**INSTRUCTIONS TO FOLLOW**:
All of the records should be given again verbatim.

**Stored dataset items**:

PR #613, opened 2022-08-24
zcash_client_backend: Generate Orchard component for USKs

str4d:
This ensures that the resulting UFVKs and UAs also contain Orchard components.

### DIFF
--- a/zcash_client_backend/src/keys.rs
+++ b/zcash_client_backend/src/keys.rs
@@ -69,6 +69,7 @@ fn to_transparent_child_index(j: DiversifierIndex) -> Option<u32> {
 #[derive(Debug)]
 #[doc(hidden)]
 pub enum DerivationError {
+    Orchard(orchard::zip32::Error),
     #[cfg(feature = "transparent-inputs")]
     Transparent(hdwallet::error::Error),
 }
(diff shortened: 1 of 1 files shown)


nuttycom (approved):
utACK

zcash_client_backend/src/keys.rs
```diff
@@ -283,6 +294,11 @@ impl UnifiedFullViewingKey {
         self.sapling.as_ref()
     }
 
+    /// Returns the Orchard full viewing key component of this unified key.
```
daira, line 297:
```suggestion
    /// Returns the Orchard full viewing key component of this unified key.
    /// (Orchard full viewing keys are always diversifiable.)
```

nuttycom: I don't understand what it means for a full viewing key to be diversifiable?

str4d: I think @daira was contrasting this to the docstring for the Sapling side, which says it returns a "diversifiable full viewing key". I think a better resolution would be to remove "diversifiable" from the Sapling text, as it's more of an implementation detail that users shouldn't need to care about.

**RESULT OF THIS TASK**:
PR #613, opened 2022-08-24
zcash_client_backend: Generate Orchard component for USKs

str4d:
This ensures that the resulting UFVKs and UAs also contain Orchard components.

### DIFF
--- a/zcash_client_backend/src/keys.rs
+++ b/zcash_client_backend/src/keys.rs
@@ -69,6 +69,7 @@ fn to_transparent_child_index(j: DiversifierIndex) -> Option<u32> {
 #[derive(Debug)]
 #[doc(hidden)]
 pub enum DerivationError {
+    Orchard(orchard::zip32::Error),
     #[cfg(feature = "transparent-inputs")]
     Transparent(hdwallet::error::Error),
 }
(diff shortened: 1 of 1 files shown)


nuttycom (approved):
utACK

zcash_client_backend/src/keys.rs
```diff
@@ -283,6 +294,11 @@ impl UnifiedFullViewingKey {
         self.sapling.as_ref()
     }
 
+    /// Returns the Orchard full viewing key component of this unified key.
```
daira, line 297:
```suggestion
    /// Returns the Orchard full viewing key component of this unified key.
    /// (Orchard full viewing keys are always diversifiable.)
```

nuttycom: I don't understand what it means for a full viewing key to be diversifiable?

str4d: I think @daira was contrasting this to the docstring for the Sapling side, which says it returns a "diversifiable full viewing key". I think a better resolution would be to remove "diversifiable" from the Sapling text, as it's more of an implementation detail that users shouldn't need to care about.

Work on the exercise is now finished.